100 mmol (25.3g) 1-(2,4,5-trimethoxyphenyl)-2-nitropropene dissolved in 500ml toluene (toluene dissolves 50g/L) is added dropwise to 800 mmol red-al (225 ml of a 65% solution in toluene) diluted with 200ml toluene. Adjust the addition so the temperature doesnīt exceed 70 deg C. When about 2/3 of the nitroalkene has been added itīs time to keep an eye on the color. Up until now the yellow color from each drop of the nitroalkene solution has dissapered at one it hits the hydride solution. This is the way it should behave until all is added. If not, immediately one sees a remaining color, stop the addition and add 50-100 mmol red-al then continue the dripping. When all nitroalkene has been added allow the reaction mixture to stir and come back to room temperature during 1-2 hours. When the gas evolution has ceased the reaction is over. The work-up is done according to the procedure at Rhodiumīs page.

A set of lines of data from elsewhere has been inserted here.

PR #245, opened 2019-10-15
Allow hostnames/fqdns instead of IP addresses for PlainTCP and TLSTCP

beerriot:
The main point of this PR is the first commit, bb0343a, which allows a hostname, instead of an IP, to be passed in the communication config for the TCP and TLS modules. This was not added to the UDP module, because it would have required quite a bit more change there. From the commit message:

    If a hostname is used for local principals, that hostname must be
    resolvable at startup time. If it is not, the node will fail to start,
    after throwing an exception while trying to set up its listening
    sockets.
    
    If a hostname for any remote principal is not resolvable at startup
    time, it is treated as any other connection failure and retried later.

The second commit, e85e3d1, is just running clang-format over the communication code.

### DIFF
--- a/bftengine/include/communication/CommDefs.hpp
+++ b/bftengine/include/communication/CommDefs.hpp
@@ -18,6 +18,7 @@
 #include <ws2def.h>
 #else
 #include <arpa/inet.h>
+#include <netdb.h>
 #include <sys/socket.h>
 #include <unistd.h>
 #endif
@@ -32,7 +33,7 @@
 typedef struct sockaddr_in Addr;
 
 struct NodeInfo {
-  std::string ip;
+  std::string host;
   std::uint16_t port;
   bool isReplica;
 };
@@ -50,7 +51,7 @@ enum CommType {
 
 struct BaseCommConfig {
   CommType commType;
-  std::string listenIp;
+  std::string listenHost;
   uint16_t listenPort;
   uint32_t bufferLength;
   NodeMap nodes;
@@ -58,14 +59,14 @@ struct BaseCommConfig {
   NodeNum selfId;
 
   BaseCommConfig(CommType type,
-                 std::string ip,
+                 std::string host,
                  uint16_t port,
                  uint32_t bufLength,
                  NodeMap _nodes,
                  NodeNum _selfId,
                  UPDATE_CONNECTIVITY_FN _statusCallback = nullptr) :
       commType{type},
-      listenIp{std::move(ip)},
+      listenHost{std::move(host)},
       listenPort{port},
       bufferLength{bufLength},
       nodes{std::move(_nodes)},
@@ -77,14 +78,14 @@ struct BaseCommConfig {
 };
 
 struct PlainUdpConfig : BaseCommConfig {
-  PlainUdpConfig(std::string ip,
+  PlainUdpConfig(std::string host,
                  uint16_t port,
                  uint32_t bufLength,
                  NodeMap _nodes,
                  NodeNum _selfId,
                  UPDATE_CONNECTIVITY_FN _statusCallback = nullptr) :
       BaseCommConfig(CommType::PlainUdp,
-                     std::move(ip),
+                     std::move(host),
                      port,
                      bufLength,
                      std::move(_nodes),
@@ -96,7 +97,7 @@ struct PlainUdpConfig : BaseCommConfig {
 struct PlainTcpConfig : BaseCommConfig {
   int32_t maxServerId;
 
-  PlainTcpConfig(std::string ip,
+  PlainTcpConfig(std::string host,
                  uint16_t port,
                  uint32_t bufLength,
                  NodeMap _nodes,
@@ -104,7 +105,7 @@ struct PlainTcpConfig : BaseCommConfig {
                  NodeNum _selfId,
                  UPDATE_CONNECTIVITY_FN _statusCallback = nullptr) :
       BaseCommConfig(CommType::PlainTcp,
-                     std::move(ip),
+                     std::move(host),
                      port,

Further examples of Red-Al reductions, the procedures below refers to saturated nitroalkanes:
I added 5g 1-(2,5-dimethoxyphenyl)-2-nitroethane dissolved in 20ml toluene dropwise to 4eq. (26ml) sodium bis(2-methoxyethoxy)aluminum hydride (Red-Al) during 10 min, and allowed this to stir overnight at room temp. After the usual workup this gave 4,65g (90,4%) 2C-H*HCl.
20g (78mmol) 1-(2,4,5-trimethoxyphenyl)-2-nitropropane was dissolved in 100ml toluene and added dropwise to 98ml (350mmol, 4,5 eq.) Red-Al diluted with 100ml toluene during cooling in a icebath. The addition took some 25 minutes and the temp was not allowed to rise above 80 deg C. When addition was complete the reaction mixture was stirred for 1 hour @ 70 deg C. Then a test was done to see if there was still excess hydride left. A glass rod was dipped into the toluene solution and then immersed in water to see if any gas evolution or fizzing occurred. Yes it did, so there was still hydride not consumed. The excess hydride was destroyed with AcOEt added dropwise until the exotherm ended (This is preferred over water because it causes no violent gas evolution). Then 66,5ml 5%NaOH was added and everything was stirred until all solids went into solution. The contents of the flask was transferred to a sep funnel and the bottom aqueous layer removed. The organic phase washed with 2x100ml water and finally with 100ml brine. The solvent was then dried with MgSO4 and diluted with more toluene to a final volume of 500ml. HCl dissolved in IPA was then added dropwise untill pH 5 was reached and the huge crop of crystals was filtred off. The crystals were rinsed with acetone and dried.Yield: 17,51g (67mmol, 86%) TMA-2*HCl as white crystals.
By using ethyl acetate to destroy excess alanate you are probably ethylating at least a part of your amine (actually this is a known route to produce methyl-ethyl-tryptamines). There are at least two independent papers out describing this effect.